Controls That Make the Data Interpretable

Raw ChIP-seq data is meaningless without a proper control, because sonication doesn’t break DNA evenly across the genome. Some regions shear more easily than others, creating a background pattern of fragment abundance that has nothing to do with protein binding. To correct for this, the standard approach is to sequence “input DNA,” a portion of the fragmented chromatin that skipped the immunoprecipitation step entirely. This input captures the sonication bias so it can be subtracted from the ChIP signal.

An alternative control called a “mock IP” runs the full immunoprecipitation protocol but without a specific antibody, capturing nonspecific interactions along with sonication bias. In theory, this controls for more sources of noise. In practice, mock IPs yield very little DNA and are prone to technical artifacts, which is why the ENCODE consortium and most major projects rely on input DNA controls instead.

Peak Calling: Finding Binding Sites in the Data

After sequencing reads are mapped to the genome, you’ll see certain regions where reads pile up far above the background level. These pileups, called “peaks,” mark the locations where your protein was bound. But distinguishing a real peak from random noise requires statistical testing, and that’s the job of peak-calling software.

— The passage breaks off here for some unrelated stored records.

Issue #547, opened 2025-03-26
SketchUp Imports


jbolns:
## Describe the bug

Not a bug with TQEC, per se, but nonetheless a bug that we need to address on our end due to its importance.

SketchUp's importer (the feature you use in SketchUp to import a .dae with a blockgraph) has something of a bug that leads to the names of blocks/pipes being lost in the process. This breaks the export/import cycle needed to move 3D structures back and forth between SketchUp and TQEC. 

Please note. The issue does not affect SketchUp exports. Those still work just fine. 

## Steps to reproduce the behavior

Export a blockgraph from TQEC as dae and try importing it to SketchUp using the Collada importer. Check the names of pipes. They won't be there. Any subsequent export will not have the attributes needed for TQEC.

## Expected behavior

Imports into SketchUp need to preserve the name of each of the blocks/pipes in the structure, so that they can be exported again in a way that can be used in TQEC. 

## Solution

**Long-term**
We contacted SketchUp and are in contact with their engineers. They seem to agree it is a desired fix and have moved the matter into their backlog. In theory, a full solution will eventually be available. We are also hoping to convince them of making something similar available in free and web versions. 

There is no *better* solution. Nothing beats simply being able to click a button to import a file. 

**Short-term**
We still need alternatives in case the fix takes too long. 

We have tested a way to trigger imports via SketchUp Ruby console. It requires some set up and is not a solution for web versions (no console on web). But, in principle, it enables meaningful import of blockgraphs into SketchUp.

A [branch has been created](https://github.com/tqec/tqec/tree/lean_exports) for the following:
1. Adaptations to our current exports so the user has a choice between exporting a full .dae or an array with spatial information (needed to import via the console). 
2. Fully developing and adding the Ruby script to our assets, so anyone can download and use it. 
3. Tests for all the above.
4. Guidance.

## How to help
Item 1 above is in progress. I am taking care of this together with @inmzhang .

Item 2 will be addressed by @angelaelisa, who is a SketchUp Pro user and therefore knows the tool well, has followed the conversation with SketchUp, and knows Ruby.

We need additional hands for item 3 and 4.
- Item 3 is ideal for with sufficient knowledge of Python testing as to make tests. Since TQEC has a strict (don't ask me, I hate testing) approach to testing, this would also help you familiarise with something very useful across the entire code base.
- Item 4 would be perfect for someone completely new that wants to start experimenting with how to use TQEC.

[...]

PR #587, opened 2025-05-16
Lean exports

jbolns:
Cumulative commits in this PR cover:
1. Split COLLADA exports into (a) core export that outputs a list of cubes and pipes and (b) COLLADA exporter for final `.dae`. 
2. JSON importer and exporter on the TQEC end.
3. Extracted rotation logics from COLLADA importer so it can be used in both COLLADA and JSON importers.
4. Ruby script to use inside SketchUp to import JSONs from (1).
5. New template.skp with additional primitive for ports. 

Worth keeping in mind:
- Rotations implemented on JSON importer in `read_write.py` but not tested. We would need to create a SketchUp JSON exporter for that, which makes no sense currently being that SketchUp exports to COLLADA do work fine. We can revisit if/when another system integration makes itself available.
- The SketchUp importer requires an .skp component per primitive (saved to SketchUp's component folder). These components are easy to create: place ONE primitive at origin, save with name/kind of primitive, repeat for all primitives. It's boring, but it took me only 15 minutes. We can also host pre-made component files somewhere.

Closes: #547


assets/template.skb
inmzhang, line 1: What's the purpose of using `skb` over `skp`?

assets/tqec_blockgraph_loader.rb
inmzhang, line 1: Need to document what problem the plugin is trying to solve. Maybe in the new repository's readme file?

inmzhang (commented):
The code looks good to me. Some pre-commit hooks need to be run and fixed. And there are some mypy errors need to be fixed too.

inmzhang:
With the component files provided by J and the ruby extension in this PR, I successfully import the CZ block graph (`.json`) into SketchUp. Well Done!

And I suggest to make a `.rbz` file out of `.rb` file, which makes it easy to install the plugin directly in SketchUp, without manually placing the extension file in the nested Plugins directory. You can zip the single ruby file and rename it from `.zip` to `.rbz`. You can also optionally add icon to it.

assets/template.skb
jbolns: Oops. Typo.

assets/tqec_blockgraph_loader.rb
jbolns: Yes, on TQEC's JSON import/export is fairly agnostic but detailed guidance for the ruby/SketchUp specific aspects is helpful. Will do as suggested.

jbolns:
Since the `.rbz` matter is specific to the Ruby side of this issue, will think about it for a bit and address in the new repository. There are commercial reasons to not want to do this.

Other than that. Will check for mypy errors and issues with pre-commit and will push an improved version later today or tomorrow.

jbolns:
@inmzhang you'll notice a significant re-arrange of `read_write.py` in the last commit. While checking for errors and running tests I found out that, unless I'm missing something, we never actually used `core_exports`. It was also creating issues with a couple tests, so got rid of it altogether.

inmzhang (approved):
LGTM.

jbolns:
Sweet! Will hit button tomorrow. Never push on a Friday, nor 5 mins before having to go pick up your kids from Kinder. 😂

angelaelisa:
Nice @jbolns 🎉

The most widely used tool is MACS2. It slides a window across the genome, counts the reads in each window, and asks whether that count is significantly higher than expected given the local background rate. It does this using a Poisson test, which turns out to be more powerful than alternative statistical approaches for scoring candidate peaks. MACS2 consistently performs among the best peak callers on benchmark datasets for transcription factor binding.

Narrow Peaks vs. Broad Domains

Not all ChIP-seq signals look the same, and understanding the difference matters for choosing the right analysis strategy. Transcription factors bind at discrete spots on the genome, producing sharp, narrow peaks that span a few hundred base pairs. Certain histone modifications behave similarly, like H3K4me3, which marks active gene promoters.

Other histone marks spread across large stretches of chromatin. H3K27me3, associated with gene silencing, can blanket entire gene bodies in broad domains of enrichment while also forming narrow peaks at enhancers and promoter regions. H3K36me3, linked to active transcription, similarly forms broad domains over transcribed genes. Analyzing these broad marks with a tool tuned for narrow peaks will miss much of the signal. Some marks like H3K27me3 require specialized algorithms, or tools that can detect both narrow peaks and broad domains simultaneously, to capture the full picture.

How to Tell if a ChIP-seq Experiment Worked

One of the most informative quality metrics is the FRiP score: the fraction of reads in peaks. It measures what proportion of your total sequenced reads fall within called peaks versus scattered across the background. A higher FRiP means better enrichment, meaning the immunoprecipitation successfully concentrated DNA from true binding sites. For a typical transcription factor, a FRiP of 5% or higher indicates good enrichment. For RNA polymerase, which occupies a larger fraction of the genome, values of 30% or higher are expected. A very low FRiP suggests the antibody performed poorly or the experiment had excessive background noise.

CUT&RUN: A Newer Alternative

Traditional ChIP-seq works well but requires substantial amounts of starting material and deep sequencing to overcome background noise. A newer method called CUT&RUN takes a different approach. Instead of sonicating all the chromatin and then pulling down fragments with an antibody, CUT&RUN brings a cutting enzyme directly to the protein of interest. A protein A molecule conjugated to a nuclease is guided to the target by an antibody, and only the DNA immediately surrounding the bound protein gets cleaved and released. Because the cutting is targeted rather than genome-wide, the background is much lower, less sequencing is needed, and resolution is higher. CUT&RUN is gaining traction, particularly for experiments where cell numbers are limited.